Wirklich effektiv trainiert werden die finger/unterarme beim klettern/bouldern. Man kann sich auch einfach eine holzleiste/fingerboard irgendwo installieren und vorsichtig zu trainieren beginnen. 
Hab in den letzten jahren um einiges dickere unterarme bekommen und merke auch, dass es beim bike immer weniger probleme gibt.

Wenn man das ordentlich macht sollten die arme dann so aussehen:  ;-)

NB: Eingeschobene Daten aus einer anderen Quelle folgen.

PR #425, opened 2021-07-09
Regenerating Switch-Traces should expect kernel arguments

mirkoklukas:
The function `regenerate` for switch traces reads out the kernel index via `args[1]`. However `regenerate` typically gets called with `get_args(tr)`, which for switch-traces returns the *kernel* arguments **not** the *switch* arguments.

### DIFF
--- a/src/modeling_library/switch/regenerate.jl
+++ b/src/modeling_library/switch/regenerate.jl
@@ -53,8 +53,8 @@ function regenerate(trace::SwitchTrace{T},
                     argdiffs::Tuple,
                     selection::Selection) where T
     gen_fn = trace.gen_fn
-    index, index_argdiff = args[1], argdiffs[1]
+    index, index_argdiff = trace.index, NoChange()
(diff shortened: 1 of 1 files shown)


src/modeling_library/switch/regenerate.jl
```diff
@@ -53,8 +53,8 @@ function regenerate(trace::SwitchTrace{T},
                     argdiffs::Tuple,
                     selection::Selection) where T
     gen_fn = trace.gen_fn
-    index, index_argdiff = args[1], argdiffs[1]
+    index, index_argdiff = trace.index, NoChange()
```
femtomc, line 56: The user is allowed to change the branch -- so this is semantically incorrect.

femtomc: The correct fix is to expand `get_args` with `(trace.index, args...)` and then fix any bugs which occur from that.

ztangent:
Fixed in #426!

PR #426, opened 2021-07-09
Fixed inconsistency in Switch trace get_args

### LINKED ISSUE #427: MH updates for SwitchTraces fail
The function `regenerate` for switch traces reads out the kernel index via `args[1]`. However regenerate typically gets called with `get_args(tr)`, which for switch-traces returns the _kernel_ arguments **not** the _switch_ arguments. Error example below.

I think the confusion lies here: The `Switch` is called with args of the form `args = (index, kernel_args...)` but its trace's args are `tr.args = kernel_args`, which are the args of `tr.branch`.

Minimal example:
```julia
@gen function f1(x)
    @trace(bernoulli(0.5), :a)
end

@gen function f2(x)
    @trace(bernoulli(0.5), :a)
end

F = Switch(f1,f2)
tr  = simulate(F, (1, 0.0))
tr, = mh(tr, select(:a))
```

Even simpler:
```julia
@gen function f1()
    @trace(bernoulli(0.5), :a)
end

@gen function f2()
    @trace(bernoulli(0.5), :a)
end

F = Switch(f1,f2)
tr  = simulate(F, (1,))
tr, = mh(tr, select(:a))
```

The MH calls in the examples could also be replaced by:
```julia
args = get_args(tr)
argdiffs = map((_) -> NoChange(), args)
selection = select(:a)
tr, = regenerate(tr, args, argdiffs, selection)
```

femtomc:


femtomc:
Additionally, I moved `cond.jl` (which only held the implementation of the Switch trace) into `trace.jl` under the `switch` directory.

femtomc:
@mirkoklukas if possible, try model on this branch.

PR #433, opened 2021-07-14
Fix `logpdf_grad` for BroadcastedNormal.

### LINKED ISSUE #432: `logpdf_grad(::BroadcastedNormal, ...)` sums over the wrong dims
> the `logpdf_grad` implementation of `broadcasted_norm` seems to only handle the cases where _all_ arguments are scalars (note that it returns 3 scalars as gradients)

Good catch, thanks @MrVPlusOne!  Indeed, in https://github.com/probcomp/Gen.jl/commit/005f97c7176ba19cd6f6b88d00cfa2cb32f25c92#, I blindly inserted a `sum` into both `logpdf` and `logpdf_grad`... whoops.  And indeed, what `logpdf_grad` should instead do is sum over the dims that are "missing" from each arg, compared to the fully broadcasted shape, as you do above.

@MrVPlusOne, if you're up for sending a PR with this fix, I'd be happy to review it!

_Originally posted by @bzinberg in https://github.com/probcomp/Gen.jl/issues/420#issuecomment-879447064_

MrVPlusOne:
As requested by #432, this PR fixes the gradient of BroadcastedNormal for the non-scalar cases.

### DIFF
--- a/src/modeling_library/distributions/normal.jl
+++ b/src/modeling_library/distributions/normal.jl
@@ -86,26 +86,26 @@ function logpdf_grad(::BroadcastedNormal,
     deriv_x = - z ./ std
     deriv_mu = -deriv_x
     deriv_std = -1. ./ std .+ abs2.(z) ./ std
-    (_unbroadcast_for_arg(x, deriv_x), 
-     _unbroadcast_for_arg(mu, deriv_mu), 
-     _unbroadcast_for_arg(std, deriv_std))
+    (_unbroadcast_like(x, deriv_x), 
+     _unbroadcast_like(mu, deriv_mu), 
+     _unbroadcast_like(std, deriv_std))
 end
 
-_unbroadcast_for_arg(::Real, grad) = sum(grad)
-_unbroadcast_for_arg(::Array{Float64, 0}, grad::Real) = fill(grad)
-function _unbroadcast_for_arg(arg::AbstractArray{<:Real, N},
-                              grad::AbstractArray{T}
-                             )::AbstractArray{T, N} where {N,T}
-    size(arg) == size(grad) ? grad : unbroadcast_grad(size(arg), grad)
+_unbroadcast_like(::Real, full_arr) = sum(full_arr)
+_unbroadcast_like(::AbstractArray{<:Real, 0}, full_arr::Real) = fill(full_arr)
+function _unbroadcast_like(arg::AbstractArray{<:Real, N},
+                           full_arr::AbstractArray{T}
+                          )::AbstractArray{T, N} where {N,T}
+    size(arg) == size(full_arr) ? full_arr : _unbroadcast_to_shape(size(arg), full_arr)
 end
 
-function unbroadcast_grad(old_shape::NTuple{l_old, Int},
-                          grad::AbstractArray{T, l_new}
-                         ) where {T, l_old, l_new}
-    @assert l_new >= l_old  
-    new_shape = size(grad)
-    dims=filter(i -> i > l_old || old_shape[i] == 1 && new_shape[i] > 1, 1:l_new)
-    dropdims(sum(grad; dims=dims); dims=tuple((l_old+1:l_new)...))::AbstractArray{T, l_old}
+function _unbroadcast_to_shape(target_shape::NTuple{target_ndims, Int},
+                               full_arr::AbstractArray{T, full_ndims}
+                         ) where {T, target_ndims, full_ndims}
+    @assert full_ndims >= target_ndims  
+    full_shape = size(full_arr)
+    dims=filter(i -> i > target_ndims || target_shape[i] == 1 && full_shape[i] > 1, 1:full_ndims)
+    dropdims(sum(full_arr; dims=dims); dims=tuple((target_ndims+1:full_ndims)...))::AbstractArray{T, target_ndims}
 end
 
 random(::Normal, mu::Real, std::Real) = mu + std * randn()
--- a/src/modeling_library/distributions/normal.jl
+++ b/src/modeling_library/distributions/normal.jl
@@ -65,8 +65,6 @@ function logpdf(::BroadcastedNormal,
     assert_has_shape(x, broadcast_shapes_or_crash(mu, std);
                      msg="Shape of `x` does not agree with the sample space")
     z = (x .- mu) ./ std
-    var = std .* std
-    diff = x .- mu
     sum(- (abs2.(z) .+ log(2π)) / 2 .- log.(std))
 end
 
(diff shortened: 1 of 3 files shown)


ztangent:
Thanks for making this PR! I'm not sure why the Travis build errored, but separate of that, it'd great if you could adjust the implementation to be overflow-safe in line with #321!

src/modeling_library/distributions/normal.jl
```diff
@@ -85,10 +83,29 @@ function logpdf_grad(::BroadcastedNormal,
     assert_has_shape(x, broadcast_shapes_or_crash(mu, std);
                      msg="Shape of `x` does not agree with the sample space")
     z = (x .- mu) ./ std
-    deriv_x = sum(- z ./ std)
+    deriv_x = - z ./ std
     deriv_mu = -deriv_x
-    deriv_std = sum(-1. ./ std .+ abs2.(z) ./ std)
-    (deriv_x, deriv_mu, deriv_std)
+    deriv_std = -1. ./ std .+ abs2(z) ./ std
```
bzinberg: We need to keep `z`'s shape, right?
```suggestion
    deriv_std = -1. ./ std .+ abs2.(z) ./ std
```

src/modeling_library/distributions/normal.jl
```diff
@@ -85,10 +83,29 @@ function logpdf_grad(::BroadcastedNormal,
...
+    (unbroadcast_for_arg(x, deriv_x), 
+    unbroadcast_for_arg(mu, deriv_mu), 
+    unbroadcast_for_arg(std, deriv_std))
```
bzinberg:
```suggestion
    (unbroadcast_for_arg(x, deriv_x), 
     unbroadcast_for_arg(mu, deriv_mu), 
     unbroadcast_for_arg(std, deriv_std))
```

test/modeling_library/distributions.jl
```diff
@@ -126,9 +126,9 @@ end
     f = (x, mu, std) -> logpdf(broadcasted_normal, x, mu, std)
     args = (fill(0.4), fill(0.2), fill(0.3))
     actual = logpdf_grad(broadcasted_normal, args...)
-    @test isapprox(actual[1], finite_diff(f, args, 1, dx; broadcast=true))
-    @test isapprox(actual[2], finite_diff(f, args, 2, dx; broadcast=true))
-    @test isapprox(actual[3], finite_diff(f, args, 3, dx; broadcast=true))
```
bzinberg: Why this change?

bzinberg (commented):
Thanks @MrVPlusOne!  A couple of initial comments now; I'll come back later to suggest unit / regression tests.

src/modeling_library/distributions/normal.jl
MrVPlusOne: Yeah, you are absolutely right!

test/modeling_library/distributions.jl
MrVPlusOne: I'm actually a little unsure how to fix these tests. It seems that the first argument of `isapprox` is a zero-dimensional array (which I believe is the expected behavior) but the second argument is a `Float64`, which causes Julia to complain that no method of `isapprox` matches the given argument types. Any suggestions on how to fix this?

bzinberg: After investigating this a bit, I think it boils down to https://github.com/JuliaLang/julia/issues/28866, which I consider to be a bug in Julia.  Yes -- in the version of the code before this PR, both the LHS and the RHS should be 0-dimensional arrays.  For the RHS, the issue appears to be that these lines
https://github.com/probcomp/Gen.jl/blob/d79aded6909a8e44b3a813179758add8237ed46a/test/runtests.jl#L22-L23
do `::Aray{T,0} .+ ::T` and `::Aray{T,0} .- ::T`, which should give an `::Array{T,0}` but due to https://github.com/JuliaLang/julia/issues/28866 gives a scalar.  So the LHS of the `./` on the following line should have an `Array{T,0}` as the `i`th argument to `f`, thus (since `broadcast = true`) should output an `Array{T,0}`, and consequently the division operation should be `::Array{T,0} ./ ::T` which should output an `Array{T,0}`, but that is not what happens.

I think the cleanest way to fix this is to add a workaround to the (test-only) function `finite_diff` so that it handles zero-dimensional array valued arguments correctly.

bzinberg: Oh whoops, I take that back -- both sides of the `./` are scalars:
https://github.com/probcomp/Gen.jl/blob/d79aded6909a8e44b3a813179758add8237ed46a/test/runtests.jl#L24
I guess what my previous comment really shows is that, if `f` requires its argument to be a zero-dimensional array and errors if given a scalar, `finite_diff` will hit that error.

A fix to `finite_diff` for the zero-dimensional case still seems right :slightly_smiling_face:

bzinberg: (I'm currently drafting this.)

bzinberg: Aha, in addition to the above, the function `f` being supplied to `finite_diff` does not satisfy the requirements in its docstring: it takes array-valued arguments, but is not the broadcast of a function that takes scalar-valued arguments (i.e. `logpdf_grad(vector-valued distribution parameters)` is not a broadcast of a bunch of `logpdf_grad(scalar-valued distribution parameters)`'s).  So I guess we should add a variant of `finite_diff` that has the semantics we need.

MrVPlusOne: Yeah, I think to properly test this, we will need a more general `finite_diff` function or use an autodiff library implementation as a reference.

bzinberg: you clearly trust autodiff more than I do :slightly_smiling_face:

bzinberg:
@MrVPlusOne, I've drafted a fix to the unit test breakage.  Take a look and LMKWYT?

MrVPlusOne:
@bzinberg Thanks! The fix looks good to me!

bzinberg:
@MrVPlusOne, I've made a few more changes that are mostly by way of tidying.

* Rename the vars in the `unbroadcast` helper functions to generically describe what they do, rather than coupling them to how they're used in `logpdf_grad`; e.g., `unbroadcast_for_arg(arg, grad)` becomes `_unbroadcast_like(a, full_arr)`
* Add some documentation, mainly for what "unbroadcast" means since I can imagine that being ambiguous or confusing to a reader who doesn't have the same context we have
* A bit of code tidying without changing the logic
* Line length and indentation

The one functional change I made was to add to a couple of the unit tests an explicit check on the shape of the returned arrays.

I think regression testing is covered by the shape checks that were fixed in https://github.com/probcomp/Gen.jl/pull/433/commits/e712c71b56f9b86b3d6bd872cfcc1c41052f8f99.  They passed before, but that is because the unit tests were incorrect.

@MrVPlusOne, any comments you'd like to make on the above?  If looks good to you, I think this is ready to merge.

MrVPlusOne:
Thanks for the cleaning up; they all look good to me! I think one more nice thing to have would be to add a unit test for the case where the two arguments of `broadcasted_norm` have different numbers of dimensions. We currently don't have a test for that, right?

bzinberg:
Great idea @MrVPlusOne, how's [this](https://github.com/probcomp/Gen.jl/pull/433/commits/5d3f192dc03069956f7b4e23e6889e84857aa744)?

MrVPlusOne:
Thanks, looks good to me!

bzinberg:
Thanks @MrVPlusOne for using and improving Gen!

i289.photobucket.com/albums/l...29/forearm.jpg

----------


## Aca

> Wirklich effektiv trainiert werden die finger/unterarme beim klettern/bouldern. Man kann sich auch einfach eine holzleiste/fingerboard irgendwo installieren und vorsichtig zu trainieren beginnen. 
> Hab in den letzten jahren um einiges dickere unterarme bekommen und merke auch, dass es beim bike immer weniger probleme gibt.
> 
> Wenn man das ordentlich macht sollten die arme dann so aussehen:  ;-)
> 
> i289.photobucket.com/albums/l...29/forearm.jpg



naja...so ein arm brauch ich ja auch nicht... :Big Grin:

----------


## Pinky

ich habe auch schmerzen in den Fingern... und zwar seitdem ich nicht mehr kletter... Also muss man zum DH training klettern gehen  :Confused:

----------


## Saber Rider

> des teil geht echt oarg...hab oft nachm bikepark finger/-unterarmscmerzen. seit ich mit dem trainier is ois weg! 
> 
> ich verwends in kombination mit diesm gerät zum zamdrückn.
> 
> kann ich nur weiter empfehlen!
> 
> 
> mfg


Hab mir jetzt auch einen Gyrotwister bestellt und so Teile zum zamdrücken hab ich auch.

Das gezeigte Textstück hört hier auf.